- **WHAT YOU HAVE TO DO**: A complete answer includes every line below with the word "runtime".

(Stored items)
PR #3465, opened 2016-07-31
pygobject: ensure pygtk lands in sys.path

tdsmith:
cf Homebrew/brew#608


Formula/pygobject.rb
```diff
@@ -29,5 +30,11 @@ def install
                           "--prefix=#{prefix}",
                           "--disable-introspection"
     system "make", "install"
+    (lib/"python2.7/site-packages/pygtk.pth").append_lines (HOMEBREW_PREFIX/
```
DomT4: It's not strictly necessary, but if you want to make me particularly happy:
```ruby
(lib/"python2.7/site-packages/pygtk.pth").append_lines <<-EOS.undent
  (HOMEBREW_PREFIX/"lib/python2.7/site-packages/gtk-2.0")
EOS
```
Looks a fair bit nicer. Wouldn't have bothered pointing it out but the test failed & gave me a window 😅.

DomT4:
👍 whenever you're 😃

Issue #7054, opened 2016-11-18
GMP was compiled with -march=sandybridge


smtrat:
I use a library that decided to reuse the compilation flags of gmp that are defined in __GMP_CFLAGS at the end of gmp.h. If gmp was installed as binary package via homebrew, these flags contain -march=sandybridge and -mtune=sandybridge.

Given that there are still machines out there with pre-sandybridge processors, this seems very risky. Could we change this to some sane defaults? Debian, for example, does not specify -mtune and -march at all.

For some reason, I have never encountered a problem with gmp itself. Is gmp even compiled with these options? Or are they just spurious remainders of the machine that builds the packages?

ilovezfs:
The bottles are built with -march=core2, but that's because Homebrew superenv intervenes when something other than that is passed, so it's possible the build system recorded something other than was actually used.

ilovezfs:
Yes, that's what's going on. If I build on Skylake,
```
/usr/local/opt/gmp/include/gmp.h:#define __GMP_CFLAGS "-O2 -pedantic -fomit-frame-pointer -m64 -mtune=skylake -march=broadwell"
```

And here are superenv's interventions:
https://gist.github.com/ilovezfs/ad883542d12bf1a0bb4db08a5ec3f1e8

The first shows
```
clang called with: -DHAVE_CONFIG_H -I. -I.. -I.. -O2 -pedantic -fomit-frame-pointer -m64 -mtune=skylake -march=broadwell -c memory.c -fno-common -DPIC -o .libs/memory.o
superenv removed:  -O2 -pedantic -m64 -mtune=skylake -march=broadwell
superenv added:    -pipe -w -Os -march=core2 -isystem/usr/local/include -isystem/usr/include/libxml2 -isystem/System/Library/Frameworks/OpenGL.framework/Versions/Current/Headers
superenv executed: clang -pipe -w -Os -march=core2 -DHAVE_CONFIG_H -I. -I.. -fomit-frame-pointer -c memory.c -fno-common -DPIC -o .libs/memory.o -isystem/usr/local/include -isystem/usr/include/libxml2 -isystem/System/Library/Frameworks/OpenGL.framework/Versions/Current/Headers
```

If you feel like opening a pull request that changes this so that the gmp.h installed by the bottle reflects reality more closely, we can take a look.

ilovezfs:
We'd welcome a PR addressing this but no one is actively working on it at this time.

smtrat:
[...]

PR #7215, opened 2016-11-24
Properly setting a fake CPUID for GMP

smtrat:
GMP exports its compilation options in its header file which may contain incorrect architecture optimizations.
This patch ensures that GMP builds with -mcore2 and also exports this.

See #7054

### DIFF
--- a/Formula/gmp.rb
+++ b/Formula/gmp.rb
@@ -18,7 +18,7 @@ class Gmp < Formula
 
   def install
     ENV.cxx11 if build.cxx11?
-    args = ["--prefix=#{prefix}", "--enable-cxx"]
+    args = ["--prefix=#{prefix}", "--enable-cxx", "--enable-fake-cpuid", "--enable-fat", "GMP_CPU_TYPE=core2"]
 
     if build.build_32_bit?
       ENV.m32
--- a/Formula/gmp.rb
+++ b/Formula/gmp.rb
@@ -18,15 +18,14 @@ class Gmp < Formula
 
   def install
     ENV.cxx11 if build.cxx11?
-    args = ["--prefix=#{prefix}", "--enable-cxx", "--enable-fake-cpuid", "--enable-fat", "GMP_CPU_TYPE=core2"]
+    args = ["--prefix=#{prefix}", "--enable-cxx"]
 
     if build.build_32_bit?
       ENV.m32
       args << "ABI=32"
     end
 
-    # https://github.com/Homebrew/homebrew/issues/20693
-    args << "--disable-assembly" if build.build_32_bit? || build.bottle?
+    args << "--enable-fake-cpuid" << "GMP_CPU_TYPE=#{Hardware.oldest_cpu}" << "--enable-fat" if build.build_32_bit? || build.bottle?
 
     system "./configure", *args
     system "make"
--- a/Formula/gmp.rb
+++ b/Formula/gmp.rb
@@ -19,17 +19,18 @@ class Gmp < Formula
   def install
     ENV.cxx11 if build.cxx11?
     args = ["--prefix=#{prefix}", "--enable-cxx"]
+    ENV["GMP_CPU_TYPE"] = Hardware.oldest_cpu
 
     if build.build_32_bit?
       ENV.m32
       args << "ABI=32"
     end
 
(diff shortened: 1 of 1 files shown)


ilovezfs:
Probably want to use `#{Hardware.oldest_cpu}` not `core2` and scope this to `if build.bottle?`. Ideally, it would also respect ` --bottle-arch=`

smtrat:
I just copied `-march=core2` from https://gist.github.com/ilovezfs/ad883542d12bf1a0bb4db08a5ec3f1e8 you referenced in #7054 and assumed that everything in brew would be configured this way.
Could you do these changes? I neither use OSX myself, nor do I know how to write ruby or how these formulas are supposed to work...

Formula/gmp.rb
```diff
@@ -25,8 +25,7 @@ def install
       args << "ABI=32"
     end
 
-    # https://github.com/Homebrew/homebrew/issues/20693
-    args << "--disable-assembly" if build.build_32_bit? || build.bottle?
+    args << "--enable-fake-cpuid" << "GMP_CPU_TYPE=#{Hardware.oldest_cpu}" << "--enable-fat" if build.build_32_bit? || build.bottle?
```
MikeMcQuaid:
```ruby
if build.build_32_bit? || build.bottle?
  args << "--enable-fat" << "--enable-fake-cpuid" << "GMP_CPU_TYPE=#{Hardware.oldest_cpu}"
end
```

Also, what is `--enable-fat` doing?

MikeMcQuaid (changes requested):

MikeMcQuaid:
Installation is failing on all platforms: https://bot.brew.sh/job/Homebrew%20Core/12014/version=any_sierra/testReport/junit/brew-test-bot/sierra/install_gmp/

smtrat:
I've noticed. `--enable-fat` seems to be required when specifying `--enable-fake-cpuid`. Afaik, `--enable-fat`build a library that contains specific instructions for all platforms and selects at runtime which to choose.

There is a file that is linked into all tests that triggers these errors when `GMP_CPU_TYPE` is not set. I can fix this by setting `GMP_CPU_TYPE=#{Hardware.oldest_cpu}` for the tests, but I'm not sure whether we want to do that: It kind of suggests that end users also have to do this when regularly using libgmp (though this would not be the case, as far as I can tell).

MikeMcQuaid:
> Afaik, --enable-fatbuild a library that contains specific instructions for all platforms and selects at runtime which to choose.

This doesn't seem to be desirable for what's a fix for a cosmetic change.

smtrat:
Maybe this would be a reasonable change anyway? According to gmp, "this means more code, but gives good performance on all x86 chips." Does not seem to bad...

MikeMcQuaid:
Are they including x86_64 in that?

smtrat:
Though I'm by no means an expert here, it seems so. `mpn/fat.c` seems to deal with this and it explicitly mentions that it was originally `x86_32 code` and has been ported to `x86_64`. Furthermore, there is a whole `mpn/x86_64` directory...

MikeMcQuaid:
Ok, seems fine then if you adjust the code as suggested above and we can get it compiling.

Formula/gmp.rb
```diff
@@ -25,12 +25,11 @@ def install
...
 
     system "./configure", *args
     system "make"
-    system "make", "check"
+    system "make", "check", "GMP_CPU_TYPE=#{Hardware.oldest_cpu}"
```
MikeMcQuaid: Could this perhaps be set in both places with `ENV["GMP_CPU_TYPE"] = Hardware.oldest_cpu`?

smtrat: I guess so. I just added this change, let's see whether it works.

MikeMcQuaid (approved):

MikeMcQuaid:
Looks like this breaks a bunch of things at runtime e.g. `gcc`: https://bot.brew.sh/job/Homebrew%20Core/12495/version=any_sierra/testReport/junit/brew-test-bot/sierra/test_gcc/

ilovezfs:
superseded by https://github.com/Homebrew/homebrew-core/pull/8597

ilovezfs:
@smtrat thanks for this PR nonetheless

PR #7217, opened 2016-11-24
gpg-agent Add launchd plist file

gjasny:


gjasny:
Need to teach launchd that the agent double-forks in daemon mode.

MikeMcQuaid:
You can push changes to this PR instead of opening a new one.

gjasny:
Oh boy. After reading through [Macports #43584](https://trac.macports.org/ticket/43584) I came to the conclusion that it might be easier to use some shell magic like the [zsh gpg-plugin](https://github.com/robbyrussell/oh-my-zsh/tree/master/plugins/gpg-agent).

MikeMcQuaid:
@gjasny Whatever you think is best. Feel free to close if you're no longer interested in making a PR here. Thanks either way!

chdiza:
I don't see the reason for this.  The agent starts on demand and stays active.

fxcoudert:
There seems to be general consensus that this PR is not needed. Closing accordingly.

PR #7239, opened 2016-11-25
terraform 0.7.13 (retag, fix sha)

### LINKED ISSUE #10357: Wrong version shown - v0.7.13 shows as v0.8.0-dev
Just updated to 0.7.13 but it says it is v0.8.0-dev

```shell
$ terraform --version
Terraform v0.8.0-dev
```

cblecker:

-----

Updating sha256, as the release was retagged to fix https://github.com/hashicorp/terraform/issues/10357
Note: Due to the tagging issue (wrong commit), bottles should be rebuilt for this version.

### DIFF
--- a/Formula/terraform.rb
+++ b/Formula/terraform.rb
@@ -4,7 +4,7 @@ class Terraform < Formula
   desc "Tool to build, change, and version infrastructure"
   homepage "https://www.terraform.io/"
   url "https://github.com/hashicorp/terraform/archive/v0.7.13.tar.gz"
-  sha256 "86d19f7a927bbdca3fe320e5213e25a11a4ddffd0458d449b8b1c488f4fe7295"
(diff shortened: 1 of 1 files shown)


mistydemeo:
Thanks!

MikeMcQuaid:
@cblecker In future: please don't retag Git-based projects for a few reasons:
- when you retag you break the from-source build for anyone using Homebrew (and also possibly other projects)
- when you retag we don't know until a PR is filed whether it was intentional or you've been hacked
- we (and you) now can't easily differentiate between users using the old tag or the new one as they have the same Homebrew version number (@mistydemeo: on our end we should probably make retags mandate revisions)
- when you retag anyone who has done `git fetch --tags` and runs it again will not receive an updated tag. This is because Git is designed to not update tags as they are meant to be permanent. Retagging in Git-land is equivalent to force-pushing to a public branch (i.e. bad)

As a result of all this the idea thing to do in this case is a `0.7.14` or `0.7.13.1` release. Thanks!

PR #7247, opened 2016-11-26
ffmpeg: fix fatal patch error when building head

JCount:

-----

the aac_adtstoasc_bsf regression patch was backported to 3.2 from
master, therefore do not try and apply it during head builds

_NOTE:_ This currently breaks the `HEAD` build, since brew aborts after two fatal:
```
Error: Failure while executing: /usr/bin/patch -g 0 -f -p1 -i /private/tmp/ffmpeg--patch-*
```

### DIFF
--- a/Formula/ffmpeg.rb
+++ b/Formula/ffmpeg.rb
@@ -1,18 +1,21 @@
 class Ffmpeg < Formula
   desc "Play, record, convert, and stream audio and video"
   homepage "https://ffmpeg.org/"
-  url "https://ffmpeg.org/releases/ffmpeg-3.2.tar.bz2"
-  sha256 "76d6cd9f5e64463a5b9940736da8a515c990bcbbe506a722e2040916cb366d74"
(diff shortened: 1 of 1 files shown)


zmwangx:
My bad, wasn't in my right mind. Anyway, it doesn't matter anymore, since 3.2.1 is out. #7248.

ilovezfs:
@JCount thanks for this PR. Fortunately, this is now moot due to #7248 as @zmwangx said.

JCount:
@zmwangx @ilovezfs I thought 3.2.1 might come out before this would get merged, but I had no concrete sense of the timeline, so I figured I might as well just open this PR to fix it just in case. I am in fact glad that this is now moot, because it means the ffmpeg formula doesn't have to get split into seperate `stable` and `head` blocks.

It is rather amusing that this PR is #7247, and the very PR, 7248 is for `ffmpeg 3.2.1`. 😆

- **ANSWER SECTION**:
I've noticed. `--enable-fat` seems to be required when specifying `--enable-fake-cpuid`. Afaik, `--enable-fat`build a library that contains specific instructions for all platforms and selects at runtime which to choose.
> Afaik, --enable-fatbuild a library that contains specific instructions for all platforms and selects at runtime which to choose.
Looks like this breaks a bunch of things at runtime e.g. `gcc`: https://bot.brew.sh/job/Homebrew%20Core/12495/version=any_sierra/testReport/junit/brew-test-bot/sierra/test_gcc/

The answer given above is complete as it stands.